■ Dataset content
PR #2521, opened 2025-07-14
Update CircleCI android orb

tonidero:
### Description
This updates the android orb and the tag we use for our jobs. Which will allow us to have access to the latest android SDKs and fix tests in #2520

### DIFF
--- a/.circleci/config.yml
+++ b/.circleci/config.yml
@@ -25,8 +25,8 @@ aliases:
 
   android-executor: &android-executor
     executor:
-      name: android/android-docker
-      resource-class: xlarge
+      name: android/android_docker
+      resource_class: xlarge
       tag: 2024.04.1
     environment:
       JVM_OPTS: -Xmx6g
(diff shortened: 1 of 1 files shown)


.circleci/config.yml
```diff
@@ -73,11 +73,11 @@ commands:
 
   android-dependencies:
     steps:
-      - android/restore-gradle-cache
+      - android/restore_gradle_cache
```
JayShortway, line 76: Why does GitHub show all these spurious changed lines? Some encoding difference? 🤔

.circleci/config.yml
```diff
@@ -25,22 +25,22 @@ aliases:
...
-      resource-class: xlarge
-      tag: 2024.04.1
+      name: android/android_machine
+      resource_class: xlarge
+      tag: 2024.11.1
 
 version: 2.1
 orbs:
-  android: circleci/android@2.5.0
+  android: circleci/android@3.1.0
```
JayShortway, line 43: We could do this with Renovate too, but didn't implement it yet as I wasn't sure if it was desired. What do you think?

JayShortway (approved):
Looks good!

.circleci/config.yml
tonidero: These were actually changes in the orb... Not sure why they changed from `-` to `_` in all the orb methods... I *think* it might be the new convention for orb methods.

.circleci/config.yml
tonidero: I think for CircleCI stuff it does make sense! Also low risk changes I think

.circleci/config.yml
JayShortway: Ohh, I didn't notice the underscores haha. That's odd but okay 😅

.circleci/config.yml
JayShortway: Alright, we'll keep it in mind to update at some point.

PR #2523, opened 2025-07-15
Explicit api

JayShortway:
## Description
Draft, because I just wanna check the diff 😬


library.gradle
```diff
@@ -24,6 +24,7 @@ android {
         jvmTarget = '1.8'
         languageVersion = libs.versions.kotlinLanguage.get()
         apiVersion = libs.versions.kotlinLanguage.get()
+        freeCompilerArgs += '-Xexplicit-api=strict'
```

■ The problem
For each line shown above, write an exact copy.

■ Task answer
PR #2521, opened 2025-07-14
Update CircleCI android orb

tonidero:
### Description
This updates the android orb and the tag we use for our jobs. Which will allow us to have access to the latest android SDKs and fix tests in #2520

### DIFF
--- a/.circleci/config.yml
+++ b/.circleci/config.yml
@@ -25,8 +25,8 @@ aliases:
 
   android-executor: &android-executor
     executor:
-      name: android/android-docker
-      resource-class: xlarge
+      name: android/android_docker
+      resource_class: xlarge
       tag: 2024.04.1
     environment:
       JVM_OPTS: -Xmx6g
(diff shortened: 1 of 1 files shown)


.circleci/config.yml
```diff
@@ -73,11 +73,11 @@ commands:
 
   android-dependencies:
     steps:
-      - android/restore-gradle-cache
+      - android/restore_gradle_cache
```
JayShortway, line 76: Why does GitHub show all these spurious changed lines? Some encoding difference? 🤔

.circleci/config.yml
```diff
@@ -25,22 +25,22 @@ aliases:
...
-      resource-class: xlarge
-      tag: 2024.04.1
+      name: android/android_machine
+      resource_class: xlarge
+      tag: 2024.11.1
 
 version: 2.1
 orbs:
-  android: circleci/android@2.5.0
+  android: circleci/android@3.1.0
```
JayShortway, line 43: We could do this with Renovate too, but didn't implement it yet as I wasn't sure if it was desired. What do you think?

JayShortway (approved):
Looks good!

.circleci/config.yml
tonidero: These were actually changes in the orb... Not sure why they changed from `-` to `_` in all the orb methods... I *think* it might be the new convention for orb methods.

.circleci/config.yml
tonidero: I think for CircleCI stuff it does make sense! Also low risk changes I think

.circleci/config.yml
JayShortway: Ohh, I didn't notice the underscores haha. That's odd but okay 😅

.circleci/config.yml
JayShortway: Alright, we'll keep it in mind to update at some point.

PR #2523, opened 2025-07-15
Explicit api

JayShortway:
## Description
Draft, because I just wanna check the diff 😬


library.gradle
```diff
@@ -24,6 +24,7 @@ android {
         jvmTarget = '1.8'
         languageVersion = libs.versions.kotlinLanguage.get()
         apiVersion = libs.versions.kotlinLanguage.get()
+        freeCompilerArgs += '-Xexplicit-api=strict'
```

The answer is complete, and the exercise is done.